Thanks to RFK's absolutely unhinged maligning of people with genetic differences, I've doubled down on my anti-pathologizing stance around neurodiversity.
Even the world of therapy is infected with an ABA-style bigotry against neurospicy folks, with a strong focus on reducing the perceptability of autistic patterns of behaviour rather than empowerment and normalization of them whenever possible.
Why are we pathologizing excited flapping when we could normalize it?? Why??? We can accept surgeons with full sleeve tattoos these days but we can't accept that a certain percentage of the population expresses feelings through totally benign movements that don't harm anyone?
Every day at my job I have to work my ass off deconstructing a powerful internalized belief in my neurodiverse clients that the very normal expression of their genetics makes them defective.
I get wonderful, interesting, intelligent, ethical, cool fucking people come to me to seek help in being less themselves because they've been told from the beginning that who they are is wrong. They come to me asking for techniques to behave differently, more acceptably and it makes me sick every fucking time.
The really sick part is that my particular client population are actually just better people than average. These are folks who volunteer a lot more than average, folks who are more dedicated spouses and friends, folks with much more robust senses of ethics and justice, and naturally more selfless and generous.

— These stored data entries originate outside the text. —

Issue #27, opened 2019-05-02
Receipt - AddressResolutionStatement resolved value has wrong format.


rg911:
`resolved` value should be encoded in `Hex` format.

See. [http://c2.nem.ninja:3000/block/19/receipts](http://c2.nem.ninja:3000/block/19/receipts)

```
{"height":[19,0],
"unresolved":"91E4EDFC6EE000CEFF00000000000000000000000000000000",
"resolutionEntries":[
      {"source":{"primaryId":3,"secondaryId":0},
       "resolved":"kHiyJYtPHGBhINoJIjut3USNYP0cq7DJnw=="
      }
]
}
```

Vektrat:
@gimer @BloodyRookie was `entries` renamed to `resolutionEntries`?

BloodyRookie:
i don't remember renaming it, maybe it was like this from the beginning?

Vektrat:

That's obviously not every neurospicy person, I'm not generalizing at all, I'm observing objectively that the kind of autistic folks who come to *me* for therapy are the kind of people I admire, the kind of people we should all want to hire, be friends with, marry into our families, etc, etc.

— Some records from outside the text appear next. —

PR #32, opened 2019-05-22
Updated mosaic schema definition

### LINKED ISSUE #31: /mosaics endpoint not working (error 500)
> error 500 InternalError: value.getLowBitsUnsigned is not a function

the `/mosaics` endpoint is currently failing due to a change in how properties are represented at the database level, mosaic properties should be an object including id and value

martinayora:
Fixes #31. Now the value type passed to longToUint64 is also checked.

### DIFF
--- a/catapult-sdk/src/plugins/mosaic.js
+++ b/catapult-sdk/src/plugins/mosaic.js
@@ -54,7 +54,7 @@ const mosaicPlugin = {
 
 			height: ModelType.uint64,
 			owner: ModelType.binary,
-			properties: { type: ModelType.array, schemaName: ModelType.uint64 }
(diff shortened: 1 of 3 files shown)


catapult-sdk/src/plugins/mosaic.js
```diff
@@ -54,7 +54,7 @@ const mosaicPlugin = {
 
 			height: ModelType.uint64,
 			owner: ModelType.binary,
-			properties: { type: ModelType.array, schemaName: ModelType.uint64 }
+			properties: { type: ModelType.array, schemaName: 'mosaicDefinition.mosaicProperty' }
```
Vektrat: we will need to think something in the near future to add tests to those cases, i just saw the project does not test this in any other situation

I do quite a bit of couples counseling between mixed neurotypes couples and it's consistently the neurotypical folks who struggle with intimacy, honesty, self-reflection, accountability, and connection. I spend most of my time in those sessions helping the neurodivergent person better understand the challenges of being neurotypical in our society, not the other way around.
This means I'm focusing very intensely on educating other therapists about the non-pathologizing approach to neurodiversity. That's not to say that some neurospicy folks aren't disabled, many are, but so are many neurotypical folks. It's not a product of having neurodiversity that makes a person disabled, it's a product of having some kind of disabling feature that may require accommodation.

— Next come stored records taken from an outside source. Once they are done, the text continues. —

PR #56, opened 2019-07-11
Upgraded nyc dependency to latest

### LINKED ISSUE #55: Upgrade REST dependencies
Upgrade REST dependencies to avoid warnings.

martinayora:
Fixes #55

### DIFF
--- a/rest/package.json
+++ b/rest/package.json
@@ -40,7 +40,7 @@
     "catapult-sdk": "link:../catapult-sdk",
     "coveralls": "^3.0.1",
     "mongodb": "^3.0.3",
-    "nyc": "^11.8.0",
+    "nyc": "^14.1.1",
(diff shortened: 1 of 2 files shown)


Vektrat:
the requirement was to update `mem` to >4.0 and `handlebars` to >4.1, for this, `nyc` was to be updated (since they are dependencies of this package) - when doing so, the nested `get-caller-file` also requires to be updated, problem is, this package has dropped compatibility with node9 (due to EOL status)

https://github.com/stefanpenner/get-caller-file/commit/96c6a94c8cbe251135596784bdf8a86e40c713ee

running yarn with the `--ignore-engines` check flag will bypass this check, resulting in potential runtime problems for unsupported versions (i believe it should be ok in this case, but i'd rather not use this for other possible cases)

Being neurodiverse is a diversity, not an illness. A diversity is a variation of normal, not a deviation from it. Neurodiverse people are not broken "normal" people, they're just a natural neural/genetic variation within the population.
I'm actually fairly certain that undiagnosed neurodiversity is enormously over represented within this particular community, which I firmly believe is a substantial contributor as to why this place has always been an exceptionally pleasant corner of the internet.
So in response to the US governments heinous and hateful targeting of neurodiverse folks as the latest scapegoat for American economic struggles, I'm getting very, very vocal in my world about the harms of pathologizing diversity, which unfortunately, my profession still does.